Sir Thomas White

The Lodge and Chapter are named after Sir Thomas White, a member of the Company. He was believed to have been involved in the founding of the School, but time has proved this not to be the case.

Thomas White was the son of William White, a clothier of Reading and his wife Mary, the daughter of John Kibblewhite of South Fawley. He was brought up in London.

Sir Thomas was twice married, to Avicia (died 1558) and to Joan. A principal member of the guild of Merchant Taylors, he served as Sheriff of London in 1547, and was elected Lord Mayor of London in 1553. He was knighted in the same year by Queen Mary I. He was a member of the commission for the trial of Lady Jane Grey.

In 1555, inspired by the example of Thomas Pope, founder of Trinity College, Oxford, White obtained a royal licence for the foundation of St John’s College, Oxford, dedicated to the patron saint of the Merchant Taylors and established in the buildings of the dissolved Cistercian College of St Bernard.

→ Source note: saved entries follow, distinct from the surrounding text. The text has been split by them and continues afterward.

Issue #777, opened 2019-02-01
Camera should not start exposure while filter wheel is moving


AnthonyHorton:
Inspired by #775 I realise that the camera `take_exposure()` method should, if the camera has a filterwheel, check that the filterwheel is not moving before actually starting the exposure.

AnthonyHorton:
Closed by #782

PR #782, opened 2019-02-13
Prevent camera exposures when filterwheel is moving

AnthonyHorton:
Addresses #777 by implementing an `is_moving` property for filterwheels and checking it in the `take_exposure()` method of the `Camera` classes.

### DIFF
--- a/pocs/filterwheel/sbig.py
+++ b/pocs/filterwheel/sbig.py
@@ -67,7 +67,7 @@ class FilterWheel(AbstractFilterWheel):
         """ Is the filterwheel currently moving """
         status = self._SBIGDriver.cfw_query(self._handle)
         if status['status'] == 'UNKNOWN':
-            self.logger.warning("{} returned 'UNKNOWN' status".self)
+            self.logger.warning("{} returned 'UNKNOWN' status".format(self))
         return bool(status['status'] == 'BUSY')
 
 ##################################################################################################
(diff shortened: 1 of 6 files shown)


pocs/filterwheel/sbig.py
```diff
@@ -62,6 +62,14 @@ def position(self):
             self.logger.warning("Filter wheel position unknown, returning NaN")
         return status['position']
 
+    @property
+    def is_moving(self):
+        """ Is the filterwheel currently moving """
+        status = self._SBIGDriver.cfw_query(self._handle)
+        if status['status'] == 'UNKNOWN':
+            self.logger.warning("{} returned 'UNKNOWN' status".self)
```
wtgee:
```suggestion
            self.logger.warning("{} returned 'UNKNOWN' status".format(self))
```

AnthonyHorton:
I do like the idea of an `is_ready` property, and am planning to implement it. I think I will do it as wrapper around other properties/methods though in order to allow more flexibility. Even for the simple case of filterwheels being 'ready' entails both not moving _and_ being at the correct position. For cameras it can be more than just not currently taking an exposure, e.g. image sensor temperature within tolerances of the target value, and cooler power not at maximum.

wtgee:
> I do like the idea of an `is_ready` property, and am planning to implement it. I think I will do it as wrapper around other properties/methods though in order to allow more flexibility. Even for the simple case of filterwheels being 'ready' entails both not moving _and_ being at the correct position. For cameras it can be more than just not currently taking an exposure, e.g. image sensor temperature within tolerances of the target value, and cooler power not at maximum.

:+1: yeah, seems like the `is_ready` would be good to support all around.

AnthonyHorton:
Yup. And it's a step towards the asynchronous, distributed, messaging based model, too.

PR #783, opened 2019-02-15
Simulator Camera creation no longer requires dummy camera config entries

### LINKED ISSUE #733: Simulator Camera Creation should not require dummy camera config entries
Currently the `create_cameras_from_config` will fail if the `cameras` entry is not populated in the config file. To get a simulator to work one must have at least:

```yaml
cameras:
    auto_detect: False
    devices:
    -
        model: simulator
```

Ideally the simulator should work when no config entries are present.

This manifested itself in AstroHuntsman/huntsman-pocs where the default config file does not contain a `cameras` entry but should be fixed for POCS in general.

AnthonyHorton:
Fixes #733 by creating a dummy camera config if camera simulation is enabled and the camera config section is either absent or empty.

### DIFF
--- a/pocs/tests/test_camera.py
+++ b/pocs/tests/test_camera.py
@@ -118,6 +118,13 @@ def test_create_cameras_from_empty_config():
     assert len(cameras) == 1
 
 
+def test_dont_create_cameras_from_empty_config():
+    # Can't pass a completely empty config otherwise default config will get loaded in its place.
+    really_empty_config = {'i_need_to_evaluate_to': True}
+    cameras = create_cameras_from_config(config=really_empty_config)
+    assert len(cameras) == 0
+
+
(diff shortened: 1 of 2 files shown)


pocs/tests/test_camera.py
```diff
@@ -111,6 +111,13 @@ def test_create_cameras_from_config_fail(config):
         create_cameras_from_config(config, simulator=simulator)
 
 
+def test_create_cameras_from_empty_config():
+    # create_cameras_from_cpnfig should work with no camera config, if cameras simulation is set
```
wtgee:
```suggestion
    # create_cameras_from_config should work with no camera config, if cameras simulation is set
```

AnthonyHorton:
Closes #733

Issue #631, opened 2018-09-25
exp_time vs exptime consistency


wtgee:
We currently use both `exp_time` and `exptime` as a variable name in different places. For clarity we should pick one and always use it.

Unless there is a good reason otherwise let's start using `exptime`.

AnthonyHorton:
`EXPTIME` is the most common form for FITS headers so using `exptime` in our code makes sense.  On the other hand `exp_time` is more in keeping with Python conventions for variable names. 3rd option, replacing them all with `exposure` instead! As its one word there's no question about whether it should have underscores or not.  `EXPOSURE` is also an accepted FITS header keyword, albeit in less common usage.

ImmortalRabbit:
> `EXPTIME` is the most common form for FITS headers so using `exptime` in our code makes sense. On the other hand `exp_time` is more in keeping with Python conventions for variable names. 3rd option, replacing them all with `exposure` instead! As its one word there's no question about whether it should have underscores or not. `EXPOSURE` is also an accepted FITS header keyword, albeit in less common usage.

Can I try to solve this issue? I am planning to replace EXPTIME to EXPOSUE and exptime, exp_time to exposure. Do you think that it will solve this issue?

PR #789, opened 2019-03-04
Issue #631 exp_time vs exptime consistency

ImmortalRabbit:
I have replaced variables exp_time, exptime by exposure and EXPTIME by EXPOSURE.

### DIFF
--- a/bin/pocs_shell
+++ b/bin/pocs_shell
@@ -481,7 +481,7 @@ Hardware names: {}   (or all for all hardware)'''.format(
 # Utility Methods
 ##########################################################################
 
-def polar_rotation(pocs, exp_time=30, base_dir=None, **kwargs):
+def polar_rotation(pocs, exposure=30, base_dir=None, **kwargs):
     assert base_dir is not None, print_warning("base_dir cannot be empty")
 
     mount = pocs.observatory.mount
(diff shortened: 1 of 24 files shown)


wtgee:
Thanks @ImmortalRabbit! Glad you could jump right in.

@AnthonyHorton you had made the recommendation of `EXPOSURE` (in #631), see any issues with us switching it at this point. I do feel like `EXPTIME` is more common as a FITS header.  

@joshwalawender might also have an opinion.

I'm happy to do the actual code review.

AnthonyHorton:
Yes, I'm inclined to stick with `EXPTIME` for the FITS headers. It's far more commonly used than `EXPOSURE` in that context, and I'm loathe to change FITS header keywords unless we really have to. Want to avoid breaking data reduction/analysis code that expects a particular set of keywords!

`exposure` would be fine everywhere else, but then that means we've still got a naming inconsistency, just a different one.

wtgee:
I would tend to agree, especially regarding the `EXPTIME` as a FITS keyword. The variable names are not as important but I think the `exptime` consistency would be nice.

@ImmortalRabbit sorry for the lack of clarity in #631. Can you change this to use `exptime` and `EXPTIME` accordingly?  Thanks!

Also, are you approaching this from GSoC?

ImmortalRabbit:
> I would tend to agree, especially regarding the `EXPTIME` as a FITS keyword. The variable names are not as important but I think the `exptime` consistency would be nice.
> 
> @ImmortalRabbit sorry for the lack of clarity in #631. Can you change this to use `exptime` and `EXPTIME` accordingly? Thanks!
> 
> Also, are you approaching this from GSoC?

Yes, I will change.
Yes, I am approaching this from GSoC. Sorry, for my messy pull request, just starting to learn how to contribute.

PR #790, opened 2019-03-05
variables changed: exp_time, exposure => exptime, EXPOSURE => EXPTIME.

ImmortalRabbit:
I have replaced all exp_time and exposure occurrence to exptime. This means that all commentaries have been changed because comments were referencing to exposure or exp_time as for variables to give brief explanation , and now they use exptime everywhere. Also, I have changed EXPOSURE to EXPTIME, but I have sow some EXPOSURE occurrence in libraries where I didn't change and leaved them as EXPOSURE. It's seems like EXPOSURE in libraries do not clash with EXPOSURE in project files. #631


wtgee:
Thanks again @ImmortalRabbit! We had some merges upstream right as you were doing this so there are a few conflicts. Could you merge upstream/develop and then we'll take a look.

Also, I'm assuming this replaces #789? It would have been ok to just make the changes in that branch and keep the same PR open rather than an entire new PR, but not a big deal. Thanks for the commits!

ImmortalRabbit:
> Thanks again @ImmortalRabbit! We had some merges upstream right as you were doing this so there are a few conflicts. Could you merge upstream/develop and then we'll take a look.
> 
> Also, I'm assuming this replaces #789? It would have been ok to just make the changes in that branch and keep the same PR open rather than an entire new PR, but not a big deal. Thanks for the commits! Could you close #789 if so?

Yes, I deleted #789.  I have a question about this issue: #631 In this issue it was discussed that exp_time and exptime is a same variables but POCS uses both of them which needs to be replaced. Then it was proposed to user exposure instead of exp_time and exptime. After a lit discussion of members of this project, it was decided to use exptime. Then question is : should I replace variable "exposure" to "exptime" too or not?

wtgee:
> Then question is : should I replace variable "exposure" to "exptime" too or not?

No, we don't want to do that and seeing this PR makes me also realized we probably confused the issue even more. An `exposure` and an `exptime` are different concepts and we need to keep them separate (that is, an "expousre" has an "exposure time"). It looks like you've done a global search and replace, which then kind of muddles the two together.

I think the easiest first step would be a search and replace on just `exp_time` to `exptime`. I think any other changes involving `exposure` inevitably change too many things we don't want to change, e.g. we **do not** want to change `take_exposure` to `take_exptime`.

Also I would not include the notebooks folder for now. They don't work well with search and replace changes like this and probably need to be cleaned up separately anyway.

ImmortalRabbit:
> 
Could you check PR please? I have done everything, what you have said.

wtgee:
> > 
> 
> Could you @wtgee @jamessynge check my PR please? I have done everything, what @wtgee have said.

Hi @ImmortalRabbit, sorry for not getting right back on this. It looks like this still has a number of spots where `exposure`->`exptime` so things like `take_exptime()` are still showing up. Can you maybe take another look?  Thanks!

Issue #526, opened 2018-06-29
Remove utc_offset


wtgee:
Determine if `utc_offset` is used anywhere and if not remove from config.

A basic code search shows it is not in use.

jamessynge:
FWIW, I see that utc_offset is an attribute that [astropy uses in its timezone info](http://docs.astropy.org/en/stable/search.html?q=utc_offset&check_keywords=yes&area=default). Not sure if that matters for us or not.

wtgee:
> FWIW, I see that utc_offset is an attribute that [astropy uses in its timezone info](http://docs.astropy.org/en/stable/search.html?q=utc_offset&check_keywords=yes&area=default). Not sure if that matters for us or not.

We don't appear to be using it at all.

ImmortalRabbit:
@wtgee I think this issue should be closed because my solution seems like correct and you have already merged it. Or are there any other things to do?

wtgee:
> @wtgee I think this issue should be closed because my solution seems correct and you have already merged it. Or are there any other things to do?

All good, thanks! FYI, in your PR you have "Fixes issue #526" but if you put "Fixes #526" it would have automatically closed the issue upon merge. See [here](https://help.github.com/en/articles/closing-issues-using-keywords) for more example.

ImmortalRabbit:
@wtgee thanks for suggestion, next time I will try to do not repeat this kind of mistake.

PR #791, opened 2019-03-09
Remove utc offset

ImmortalRabbit:
I have just deleted utc_offset with a simple code search. Fixes issue #526.

### DIFF
--- a/conf_files/pocs.yaml
+++ b/conf_files/pocs.yaml
@@ -18,7 +18,6 @@ location:
     latitude: 19.54 # Degrees
     longitude: -155.58 # Degrees
     elevation: 3400.0 # Meters
-    utc_offset: -10.00 # Hours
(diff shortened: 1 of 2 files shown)


jamessynge:
I'm wondering if we have enough tests related to location. Many of the tests are based on the location of PAN001 (Hawaii), rather than at several locations, i.e. both east and west of prime meridian, and north and south of the equator.

wtgee:
> I'm wondering if we have enough tests related to location. Many of the tests are based on the location of PAN001 (Hawaii), rather than at several locations, i.e. both east and west of prime meridian, and north and south of the equator.

The `gmt_offset` that is still in the config is used to set up the iOptron mounts but that's about it. For everything else we assume UTC so it ideally shouldn't matter. But yes, probably best to have some separate tests. I'm going to leave that for a separate Issue/PR and go ahead and merge this.

PR #794, opened 2019-03-10
variable exp_time changed to exptime

ImmortalRabbit:
I have done same things that I did in #790 but with proper change of exp_time to exptime without changing exposure and without changing any variable in notebook directory.


wtgee:
@ImmortalRabbit this looks a lot cleaner except for some reason there are some changes to various cameras files that look like they were part of #787, which was merged right around that time. Can you make sure your `develop` was up to date and we'll see if those other changes go away.

PR #798, opened 2019-03-19
Issue 750 move common properties

ImmortalRabbit:


wtgee:
Hi @ImmortalRabbit, it looks like this wasn't updated from `develop` as it is reverting a number of the "exposure" related changes. Can you fix those up and then I'll take a look at this?

Not sure how you are starting your branches but we follow the pattern described here: https://github.com/panoptes/POCS/wiki/Feature-Development-Process. That should help keep the PR branches pretty clean and updated.

PR #689, opened 2025-03-24
MINOR: Fix macOS JNI build

lidavidm:
## What's Changed

Update a sanity check in CI that's incorrectly failing the macOS JNI builds.


jbonofre (approved):

lidavidm:
Hmm...why are we depending on libz3, actually...

lidavidm:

He was involved in the foundation of Merchant Taylors’ School, and made provision that scholars of the college should be nominated from pupils of the school. He also established scholarships at St John’s College, tenable by pupils of Tonbridge School, Bristol Grammar School, Reading School and King Henry VIII School, Coventry where one of the school’s four houses bears his name. He purchased Gloucester Hall and set it up in 1560 as a hall of residence for scholars; this became the basis of the later foundation of Worcester College. As a result of his philanthropy, he was listed in Richard Johnson’s Nine Worthies of London in 1592.